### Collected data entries
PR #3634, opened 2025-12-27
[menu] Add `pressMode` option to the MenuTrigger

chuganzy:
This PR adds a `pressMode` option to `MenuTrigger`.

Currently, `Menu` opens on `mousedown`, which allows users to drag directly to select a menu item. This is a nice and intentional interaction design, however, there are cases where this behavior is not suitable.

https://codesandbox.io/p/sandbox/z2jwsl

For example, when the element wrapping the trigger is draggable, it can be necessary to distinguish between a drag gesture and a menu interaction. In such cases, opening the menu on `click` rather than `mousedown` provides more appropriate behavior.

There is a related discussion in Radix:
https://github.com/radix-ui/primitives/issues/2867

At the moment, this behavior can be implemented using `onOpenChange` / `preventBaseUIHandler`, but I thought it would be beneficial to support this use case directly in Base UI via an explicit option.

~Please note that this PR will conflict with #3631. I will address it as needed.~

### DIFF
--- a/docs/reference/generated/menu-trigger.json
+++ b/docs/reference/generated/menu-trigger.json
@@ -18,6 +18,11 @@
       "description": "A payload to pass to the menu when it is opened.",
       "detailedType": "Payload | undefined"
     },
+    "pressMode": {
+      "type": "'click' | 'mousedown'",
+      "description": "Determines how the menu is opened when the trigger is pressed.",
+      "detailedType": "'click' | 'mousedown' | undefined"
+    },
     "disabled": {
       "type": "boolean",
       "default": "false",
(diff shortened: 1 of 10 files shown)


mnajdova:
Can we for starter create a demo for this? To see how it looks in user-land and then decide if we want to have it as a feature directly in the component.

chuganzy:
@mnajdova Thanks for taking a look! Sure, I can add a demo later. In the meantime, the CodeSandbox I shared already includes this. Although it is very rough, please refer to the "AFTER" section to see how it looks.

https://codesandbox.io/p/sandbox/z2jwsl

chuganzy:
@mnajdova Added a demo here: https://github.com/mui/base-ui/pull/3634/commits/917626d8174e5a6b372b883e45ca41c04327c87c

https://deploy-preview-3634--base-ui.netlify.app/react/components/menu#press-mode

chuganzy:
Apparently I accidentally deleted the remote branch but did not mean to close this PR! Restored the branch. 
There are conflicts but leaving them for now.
==
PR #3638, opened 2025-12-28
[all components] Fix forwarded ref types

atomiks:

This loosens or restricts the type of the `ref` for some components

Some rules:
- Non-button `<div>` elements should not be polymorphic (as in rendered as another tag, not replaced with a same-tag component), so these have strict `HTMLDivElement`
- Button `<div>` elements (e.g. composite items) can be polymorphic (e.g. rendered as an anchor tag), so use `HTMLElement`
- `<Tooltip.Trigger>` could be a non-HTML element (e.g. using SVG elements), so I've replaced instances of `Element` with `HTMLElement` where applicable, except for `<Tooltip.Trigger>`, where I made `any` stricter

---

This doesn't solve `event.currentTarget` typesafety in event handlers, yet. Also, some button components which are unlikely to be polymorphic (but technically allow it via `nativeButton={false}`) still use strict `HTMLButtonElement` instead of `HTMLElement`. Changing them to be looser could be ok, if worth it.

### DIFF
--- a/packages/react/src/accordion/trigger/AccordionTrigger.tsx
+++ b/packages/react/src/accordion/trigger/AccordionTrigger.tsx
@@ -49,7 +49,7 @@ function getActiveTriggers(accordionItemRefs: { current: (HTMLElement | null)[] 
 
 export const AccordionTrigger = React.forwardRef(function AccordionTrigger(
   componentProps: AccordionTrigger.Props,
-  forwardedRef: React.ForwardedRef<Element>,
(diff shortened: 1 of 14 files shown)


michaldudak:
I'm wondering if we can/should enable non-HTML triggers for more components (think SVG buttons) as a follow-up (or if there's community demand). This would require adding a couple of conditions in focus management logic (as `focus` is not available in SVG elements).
* * *
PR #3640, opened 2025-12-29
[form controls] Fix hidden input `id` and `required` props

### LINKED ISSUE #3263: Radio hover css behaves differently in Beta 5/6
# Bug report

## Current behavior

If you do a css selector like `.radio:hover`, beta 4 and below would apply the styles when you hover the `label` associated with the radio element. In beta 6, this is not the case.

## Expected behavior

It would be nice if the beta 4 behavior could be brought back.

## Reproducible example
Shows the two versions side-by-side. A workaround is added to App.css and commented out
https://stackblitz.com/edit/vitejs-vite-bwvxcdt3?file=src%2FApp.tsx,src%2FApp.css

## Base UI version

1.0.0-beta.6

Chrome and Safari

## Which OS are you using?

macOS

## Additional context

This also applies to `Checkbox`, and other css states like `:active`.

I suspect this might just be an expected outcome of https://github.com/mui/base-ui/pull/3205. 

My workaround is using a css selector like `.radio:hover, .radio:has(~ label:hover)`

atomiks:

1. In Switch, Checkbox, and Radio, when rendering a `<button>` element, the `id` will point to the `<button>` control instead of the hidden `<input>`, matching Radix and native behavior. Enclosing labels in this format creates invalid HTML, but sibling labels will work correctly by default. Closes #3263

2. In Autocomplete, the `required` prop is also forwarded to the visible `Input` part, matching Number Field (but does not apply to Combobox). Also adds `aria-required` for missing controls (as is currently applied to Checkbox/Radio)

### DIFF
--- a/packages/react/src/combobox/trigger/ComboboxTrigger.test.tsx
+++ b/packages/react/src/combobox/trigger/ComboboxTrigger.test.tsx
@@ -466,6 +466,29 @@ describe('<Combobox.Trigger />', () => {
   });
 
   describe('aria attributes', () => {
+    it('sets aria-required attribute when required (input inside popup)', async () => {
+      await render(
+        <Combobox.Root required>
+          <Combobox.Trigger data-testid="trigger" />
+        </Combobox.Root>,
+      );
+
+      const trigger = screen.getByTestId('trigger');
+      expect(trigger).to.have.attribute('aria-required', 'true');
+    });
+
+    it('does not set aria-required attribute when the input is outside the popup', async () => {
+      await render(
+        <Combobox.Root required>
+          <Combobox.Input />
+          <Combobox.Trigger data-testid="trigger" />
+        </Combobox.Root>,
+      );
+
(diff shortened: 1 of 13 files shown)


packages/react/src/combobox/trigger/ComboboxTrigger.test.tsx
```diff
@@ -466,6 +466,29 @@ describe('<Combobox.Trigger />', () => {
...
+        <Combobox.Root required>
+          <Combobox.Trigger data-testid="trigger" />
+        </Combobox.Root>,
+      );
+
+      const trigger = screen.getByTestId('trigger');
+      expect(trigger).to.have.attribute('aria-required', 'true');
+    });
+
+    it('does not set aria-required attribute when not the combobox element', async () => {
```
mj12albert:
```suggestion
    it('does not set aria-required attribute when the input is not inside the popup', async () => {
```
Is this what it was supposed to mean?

### Required work
I'd like the lines above from the one with "Added a demo" up to and including the one with "There are conflicts but leaving them for now." copied exactly, with no other lines.

### Task response
@mnajdova Added a demo here: https://github.com/mui/base-ui/pull/3634/commits/917626d8174e5a6b372b883e45ca41c04327c87c

https://deploy-preview-3634--base-ui.netlify.app/react/components/menu#press-mode

chuganzy:
Apparently I accidentally deleted the remote branch but did not mean to close this PR! Restored the branch. 
There are conflicts but leaving them for now.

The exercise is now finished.